Harris almost beat him in 2016. This was the rematch.

Rep. Robert Pittenger has lost his House seat to Mark Harris.
Rep. Robert Pittenger has lost his House seat to Mark Harris.
Rep. Robert Pittenger has lost his House seat to Mark Harris.
Michael Probst/AP

Primary challengers claimed their first victory against establishment Republicans on Tuesday night in North Carolina, where incumbent Rep. Robert Pittenger lost the nomination to successful challenger Mark Harris.

Harris, a conservative former senior pastor of Charlotte’s First Baptist Church and former president of the North Carolina Baptist Convention, won the contentious Republican primary in North Carolina’s Ninth District, in what was a rematch of a close 2016 race.

Two years ago, Pittenger managed to hold on to the district by just over 130 votes. Despite some early favorable polling, the North Carolina Republican, who has served in the House since 2013, wasn’t able to hold on to the district again.

His loss is a story of both North Carolina’s heavy gerrymandering and the tensions between the establishment Republican Party and more conservative base.

NC-9 is a heavily suburban and gerrymandered district around Charlotte; the district lines were redrawn just before the 2016 elections, opening the race to not only a challenge from Harris but also a strong third challenger that ate away at Pittenger’s voter base.

This year, Pittenger largely outspent Harris but still fell short to the conservative challenger, who tried to paint the incumbent as a “Republican liberal” and attacked him for voting for Congress’s massive spending deal, “mortgaging the future of our kids and our grandkids.”
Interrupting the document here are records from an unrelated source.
PR #18342, opened 2024-12-19
Add descriptions and new labels to the bot rules

carlos-zamora:
Wanted to learn how the bot works, so I went ahead cleaned up the bot rules a bit. List of changes:
- added a description for each rule (and move it to the top of the rule)
- added all the "Area-" labels and sorted

If there's any new rules you'd like added, let me know. 🎁

### DIFF
--- a/.github/policies/resourceManagement.yml
+++ b/.github/policies/resourceManagement.yml
@@ -8,7 +8,7 @@ where:
 configuration:
   resourceManagementConfiguration:
     scheduledSearches:
-    - description: "Needs-Author-Feedback" and "No-Recent-Activity" issues are closed after 3 days of inactivity
+    - description: "Needs-Author-Feedback"  and "No-Recent-Activity" issues are closed after 3 days of inactivity
       frequencies:
       - hourly:
           hour: 3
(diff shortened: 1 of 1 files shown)


DHowett (changes requested):
minor spellbot concerns

lhecker (approved):
This is great. I don't understand what it is with the spellbot.

carlos-zamora:
Well, the spellbot isn't complaining. Now it's just the GitOps/YmlValidation, but I'm having trouble finding _anything_ on it and the error is _not_ helpful. Hoping running the pipeline fixes it 🤷‍♂️. Any guidance is appreciated here.

/azp run

mdanish-kh:
@carlos-zamora - My YAML parser is giving me an error with how the `description:` nodes are written out. This looks to be due to the fact the first 4 description nodes **BEGIN** with a double-quote `"` which the parser is interpreting as the first enclosing double-quote for the whole value & then gets confused where the string ends. Either you should enclose the string in single-quotes as `'"Needs-Author-Feedback and No....."'` or my preferred way would be to use YAML blocks always to not run into these sorts of issues

```
description: >-
  <text>
```

GIF:

yaml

Harris, who was a leader in the successful 2012 push to pass a state constitutional amendment reaffirming North Carolina’s same-sex marriage ban (which was rendered moot by the US Supreme Court decision), has been a name in North Carolina politics for a while. He ran a failed bid for US Senate in 2014 and for the district House seat in 2016.

He’s finally surpassed the primary hurdle, but he could face a tougher general election than expected. While the district still leans Republican, it’s one of two districts Democrats are eyeing to flip in a wave election year.

The Democrats elected Dan McCready, a Marine Corps veteran and solar energy entrepreneur who has been compared to Pennsylvania’s Conor Lamb.